Пока Рей утоляет жажду, решаю закинуть тюк сена для Алтея. Он пугливый, и на скачки его точно не возьмут. Такие вечно остаются в загоне, держатся тише воды, ниже травы. Зато из него получится отличный пахарь и друг. А еще он очень красивый. Вообще наши жеребцы на редкость симпатичны: что Рей, что Алтей вызывают зависть у ближайших арендаторов. Обычно в скачках и полевых работах участвуют кобылы. Они выносливее, легче поддаются дрессировке, однако наши жеребцы тоже успевают потрудиться всюду. По весне к Рею выстраивается целая очередь из кобыл. Однажды мы заплатили половину аренды за счет случек. В этом году Алтей отнимет парочку его подружек.

Я чешу Алтея за ухом и возвращаюсь к Рею. Он тоже заслужил тюк сена, собственно, как и я – теплого ужина.

– Увидимся на рассвете, дружище! – Я поворачиваюсь к Алтею и машу рукой. – И с тобой!

Теперь стоит вернуться в дом и обсохнуть перед камином. Желательно – не под градом упреков отца или сестры. Братья, к счастью, реже ворчат на меня за безрассудные прогулки под дождем.

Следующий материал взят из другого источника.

Issue #21, opened 2019-02-12
Add option to work without HPSS


golaz:
E3SM dedicated machines (anvil, compy) do not have HPSS storage attached to them. It is currently up to individual users to decide on the best way to free disk space when needed. This is inefficient and could lead to unfortunate data loss.

One remedy would be to implement an option for zstash to work on systems without HPSS. This could take two forms:

1. Only create local tar archives in the zstash subdirectory. The user could then transfer tar and index.db files for offline storage.
2. Implement a remote HPSS option using globus.

The command line usage might look something like:

`zstash create --hpss=none ...` for local only

`zstash create --hpss=globus:nersc-hpss/... ...` for remote HPSS using globus.

In terms if implementation, this may be reasonably straightforward. The bulk of the changes would consist of generalizing

https://github.com/E3SM-Project/zstash/blob/master/zstash/hpss.py

to handle different backends.

forsyth2:
Step 1 ("Only create local tar archives in the zstash subdirectory. The user could then transfer tar and index.db files for offline storage.") is resolved in #42. Step 2 ("Implement a remote HPSS option using globus.") still needs to be implemented.

golaz:
Let's close this for now. We can open a new issue if we decide to proceed integrating Globus transfer into zstash.

PR #39, opened 2020-01-22
Refactor hpss code and tests

forsyth2:
In zstash/hpss.py:
- Factor out common code into helper functions.
- Add option to not use HPSS (thus completing step 1 of 2 in #21)

In tests/test.py:
- Refactor test code to use `unittest`.
- Add test for when `hpss='none'`.

### DIFF
--- a/tests/test.py
+++ b/tests/test.py
@@ -1,14 +1,11 @@
 """
-Run the test suite like:
-    python test.py
-You'll get a statement printed
-if all of the tests pass.
+Run the test suite with `python test.py`
 """
 
 import os
-import sys
-import subprocess
 import shutil
+import subprocess
+import unittest
 from collections import Counter
 
 def write_file(name, contents):
@@ -16,7 +13,8 @@ def write_file(name, contents):
     Write contents to a file named name.
     """
     with open(name, 'w') as f:
-        f.write(contents)   
+        f.write(contents)
+
 
 def run_cmd(cmd):
     """
@@ -39,29 +37,10 @@ def run_cmd(cmd):
     print(err)
     return output, err
 
-def str_not_in(output, msg):
-    """
-    If the msg is not in the output string, then everything is fine.
-    """
-    if msg in output:
-        print('*'*40)
-        print('This was not supposed to be found: {}'.format(msg))
-        print('*'*40)
-        stop()
 
-def str_in(output, msg):
+def cleanup(hpss_path):
     """
-    If the msg is in the output string, then the everything is fine.
-    """
-    if not msg in output:
-        print('*'*40)
-        print('This was supposed to be found, but was not: {}'.format(msg))
-        print('*'*40)
-        stop()
-
-def cleanup():
-    """
-    After this script is ran, remove all created files, even those on the HPSS repo.
+    After the script has failed/run, remove all created files, even those on the HPSS repo.
     """
     print('Removing test files, both locally and at the HPSS repo')
     if os.path.exists('zstash_test'):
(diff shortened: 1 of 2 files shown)


zstash/hpss_new.py
```diff
@@ -0,0 +1,74 @@
...
+    status = completed_process.return_code
+    if status != 0:
+        logger.error(error_str)
+        logger.debug('stdout:\n%s', completed_process.stdout)
+        logger.debug('stderr:\n%s', completed_process.stderr)
+        raise Exception
+
+
+def hpss_transfer(hpss, file_path, put, keep=None):
+    if hpss == 'none':
```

Снимаю и комкаю промокшую рубашку. Задерживая дыхание, делаю шаг навстречу стихии. Дождливый двор и тепло лошадиного стойла – как два мира. Несколько шагов отделяют меня от спокойствия и уюта, несколько шагов – и ливень окутывает меня плащом. По груди, спине, мышцам живота тысячей змеек бежит вода. Словно пьяница, вылетевший из салуна, я делаю неуверенный шаг. О, я пьян. И не бурбоном, а этой бурей. Как выдержанное вино, природа по каплям собирала и хранила мощь, чтобы обрушить на нас. И, как все тот же пьяница, ищущий истину на дне бутылки, я стремлюсь скорее встретить заготовленное небом испытание. Я поднимаю лицо к тучам и уже не знаю, я ли стою под дождем или мой дух. Не холодно, не страшно, сердце словно не бьется, дышать не обязательно.

Жив ли я? Реален ли я?

Я так и не пригубил ни разу чашу любви к женщине, а по мнению братьев мне уже пора упиться в смерть. Но ни разу мое сердце не билось чаще ни рядом с прекрасным цветком Миры с соседского ранчо, ни под хитрыми взглядами зеленоглазых развязных женщин в салуне. Нет, видимо, сердце не способно подселить к моей страсти – моей земле – ни томный голос, ни золото волос, ни белизну кожи. Пока моей земле угрожает ежегодная аренда… мое сердце принадлежит только дому.

Повернув голову, я еще раз окидываю взглядом ничтожно маленький кусок ранчо: всего пару холмов. Улыбаюсь, нервно переступаю с ноги на ногу, чувствуя холодную сырую землю между пальцев. Рука сама тянется к груди, туда, где все же бьется сердце. Молния освещает тьму, и я упиваюсь не дождем, а миром вокруг. Будь я Богом, а не мальчишкой, вечно бы мне стоять под водами и слушать раскаты грома, ласкать глазами холмы и дышать, дышать запахом свободы. Завороженный, я не слышу, как открывается дверь в доме, и тонкая полоска света режет весь двор напополам. А вот сестру я слышу отчетливо.

– Франческо! Франческо! Негодный братец! А ну живо домой! Иначе отца позову! – Она уходит, оставляя дверь открытой. Словно намекая: тебе есть куда вернуться, вот же он, путь домой. Но вот незадача…

Все ранчо и есть мой дом. Мое сердце.

* * *

За окном все еще гроза. Честно, не знаю, насколько велико мое безрассудство, раз я вновь бросил вызов природе. Вода сотней ручейков течет с волос, спускается по лицу, шее, рукам и падает на пол. Я так и стою у входной двери, боясь пошевелиться. Как я ни прислушивался, не смог понять, есть кто на кухне или в гостиной, а может, все разбежались по комнатам, отсыпаться после длинного рабочего утра. Не все такие безумцы, как я, чтобы срываться в долину, а потом бежать наперегонки с ветром.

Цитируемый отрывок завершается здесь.